I suppose the problem with jigs is that I can’t make up my mind about them. I can’t make up my mind whether I love them or hate them. When I see complex forms being created immaculately under a jigged system, I love them, yet when I see the absence of free workmanship, I hate them. When I see my bank balance, I love them, but when I see the piles of jigs cluttering up my workshop, I hate them.
You know the feeling, don’t you, you design this really clever little jig that solves that tricky little technical problem and you can’t bear to part with it. Hence, it goes under the bench or into the corner or under the stairs or, if you are like Graeme Scott who works with me, you gaily festoon the walls of the workshop with your beautiful jigs. Now, this approach is alright provided your jigs have a future. We have a set of jigs, made about five years ago by Malcolm Vaughan when he was working here, that has earned us well over £100,000 in that short time, but equally, we have hundreds of other jigs that have only been used once.
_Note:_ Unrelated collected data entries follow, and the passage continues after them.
PR #5410, opened 2019-02-10
Allow hooks to silently fail.

### LINKED ISSUE #4926: Package Manager Hook install can cause error log entries
When installing a mod using <hooks> you may receive multiple error log entries.

```
Hook call: function "shd_parse_wikilinks" in file /sdsmf21/Sources/sd_source/Subs-SimpleDesk.php could not be called.
The callable shd_parse_wikilinks could not be called.
Hook call: function "shd_bbc_codes" in file /sdsmf21/Sources/sd_source/Subs-SimpleDesk.php could not be called.
The callable shd_bbc_codes could not be called.
```

In Packages.php we have the code that handles hooks:
```
			elseif ($action['type'] == 'hook' && isset($action['hook'], $action['function']))
			{
				if ($action['reverse'])
					remove_integration_function($action['hook'], $action['function'], true, $action['include_file'], $action['object']);
				else
					add_integration_function($action['hook'], $action['function'], true, $action['include_file'], $action['object'], true);
			}
```

The add_integration_function updates the $modSettings[$hook] with the new information.  Which can cause SMF later on to use this thinking the hook is loaded up.

Seems like it should be simple to add another parameter and have the function ignore updating the $modSettings when coming from a package manager operation.

Actually no, that won't fix it up as then later on we have this:
```
		// Assuming we're not uninstalling, add the entry.
		if (!$context['uninstalling'])
		{
			// Reload the settings table for mods that have altered them upon installation
			reloadSettings();
```

The reloadSettings() call causes $modSettings to be repopulated as well.  But wait there is more!

add_integration_function has another surprise for us.

```
		updateSettings(array($hook => implode(',', $permanent_functions)));
```

UpdateSettings does this:
```
		$modSettings[$variable] = $value;
```

Seems no mater what there isn't an easy way to escape this.

Thoughts?

This isn't a 2.1 show stopper, but a real annoyance as more people use <hooks>

jdarwood007:
This fixes #4926 by adding a context check to allow Package Manager to specify that we are silently ignoring this.  This is the simplest of fixes without complex changes to the code to do the correct fixes in preventing reloading settings from being called.

### DIFF
--- a/Sources/Packages.php
+++ b/Sources/Packages.php
@@ -1026,6 +1026,10 @@ function PackageInstall()
 			}
 			elseif ($action['type'] == 'hook' && isset($action['hook'], $action['function']))
 			{
+				// Set the system to ignore hooks, but only if it wasn't changed before.
+				if (!isset($context['ignore_hook_errors']))
+					$context['ignore_hook_errors'] = true;
+
 				if ($action['reverse'])
 					remove_integration_function($action['hook'], $action['function'], true, $action['include_file'], $action['object']);
 				else
--- a/Sources/Subs.php
+++ b/Sources/Subs.php
@@ -2072,7 +2072,7 @@ function parse_bbc($message, $smileys = true, $cache_id = '', $parse_tags = arra
 			foreach ($section as $code)
 				$alltags[] = $code['tag'];
 		}
-		$alltags_regex = '(?>\b' . build_regex(array_unique($alltags)) . '\b|' . build_regex(array_keys($itemcodes)) . ')';
+		$alltags_regex = '(?' . '>\b' . build_regex(array_unique($alltags)) . '\b|' . build_regex(array_keys($itemcodes)) . ')';
 	}
 
 	$pos = -1;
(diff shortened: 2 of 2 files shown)


Sources/Packages.php
```diff
@@ -1026,6 +1026,10 @@ function PackageInstall()
 			}
 			elseif ($action['type'] == 'hook' && isset($action['hook'], $action['function']))
 			{
+				// Set the system to ignore hooks, but only if it wasn't changed before.
+				if (!isset($context['ignore_hook_errors']))
```
MissAllSunday, line 1030: Looks good, just curios about this, does this mean that if a mod doesn't want to ignore errors the mod author needs to explicitely set it to false?  if so, wouldn't it be better to define and set to true this key before any hook is run to make it the default behaviour?

jdarwood007: Well that would be possible.  But this is only being set during package install if a hook is used.
Technically it means another part of SMF could trigger this as well or another mod.

This is purposely handling just the hook handling where as mentioned the reloadSettings is called during the package install and then due to how other parts of SMF are executed afterwords, hooks may get called too early on, or without other needed hooks.

MissAllSunday: Ok cool!

PR #5411, opened 2019-02-10
PharData fixes for create backups

jdarwood007:
When you use open_basedir restrictions, PharData does not handle open_basedir restrictions.  The only bypass is to ignore the errors.  We selectively ignore only those errors to ensure we capture all other errors properly.


live627:
You should `return true` to signal PHP that you have handled the error.

live627 (approved):

PR #5413, opened 2019-02-10
Old icon cleanup

XinYenFon:
I left last icon part for compat but not sure if I should because anyone using old PNG request should update to class...

### DIFF
--- a/Sources/Profile-Modify.php
+++ b/Sources/Profile-Modify.php
@@ -1388,7 +1388,7 @@ function editBuddyIgnoreLists($memID)
 	$context[$context['profile_menu_name']]['tab_data'] = array(
 		'title' => $txt['editBuddyIgnoreLists'],
 		'description' => $txt['buddy_ignore_desc'],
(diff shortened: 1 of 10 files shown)


live627:
Not so sure this is RC material...

Should this be saved for a future version (like 2.2 idk)?

XinYenFon:
I think this can slip into RC2, but its your call. You can use it whenever you want with or without credit. I'm only interested in helping and building :)

Gwenwyfar:
I don't see any problem with it, though it would need further adjustments.

Sesquipedalian:
I like this, since it allows themes more control over their choice of icons. But I'll leave it up to @Gwenwyfar to decide when/if to approve it. I've tentatively added the PR to the Final milestone for now, pending her decision.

We have a set of jigs, made about five years ago by Malcolm Vaughan when he was working here, that has earned us well over £100,000 in that short time
Perhaps I should begin at the beginning rather than in the middle.
This ranting about jigs has been provoked by a perfectly valid request that we should have storage space for all these jigs in our new workshop. A “jig storage room” was the proposal and a very sensible proposal it was when you look at the latent value held in a set of good chair making jigs. But I know in my heart that it is a bit like saying let’s have a room to store all our offcuts, all those valuable bits and pieces that we might need some time in the future. In five years, I feel I shall be reporting in “Woodworker” that some poor devil has opened the door of the jig storage room and been killed in an avalanche of unidentifiable miscellaneous pieces of MDF.
Perhaps a definition of a jig would be useful, and we should begin, like all good definitions, by saying what it is not. A jig is not a template. A jig is not a shaped piece of hardboard or thin plywood that you draw around to get the profile of a chair back leg. Instead, a jig would be used to guide a cutter, usually the cutter of a piece of tooling on a machine, to exactly cut out the shape or profile of that back leg. So a jig is an appliance or fixture that holds a job in a certain attitude to a cutter and guides that cutter through the job. Jigs are not marking out tools but guidance systems, which brings me to my other worry about jigs.
Our forefathers didn’t use jigs; they used templates. They would draw around the back leg, maybe rip saw shy of the line, then finish to the line with a hand plane. We do that all in one operation on a spindle moulder, and we probably do it more accurately than he did and therein lies my concern. For it could be argued that jigs are tools of industry rather than tools of expressive craftsmanship. David Pye, in his famous book The Nature and Art of “Workmanship”, talked of two concepts: “workmanship of risk” and “workmanship of certainty”. “Workmanship of certainty” is the industrial process whereby unskilled machine operators can get the same results from a machine time after time. “Workmanship of risk” gives us, as craftsmen, the responsibility of guiding the cutter through the job by the application of skill and judgement. Now unlike machines, we are prone to making mistakes, doing things slightly differently each time. No doubt David Pye would argue that it is this evidence of skilful human activity that lends the handmade object its presence.
So where does that leave us poor jig makers? By using these machines, by using guidance systems that enable us to create clever and unusual shapes and make difficult joints very accurately, are we robbing ourselves of our birthright? I don’t propose this as a rhetorical question because I genuinely don’t know the answer. I believe that there are situations when jigs must be used, but I believe equally that the purpose of jig making is very seductive and can lead to all the thought and care going into the manufacture of the jig rather than the object.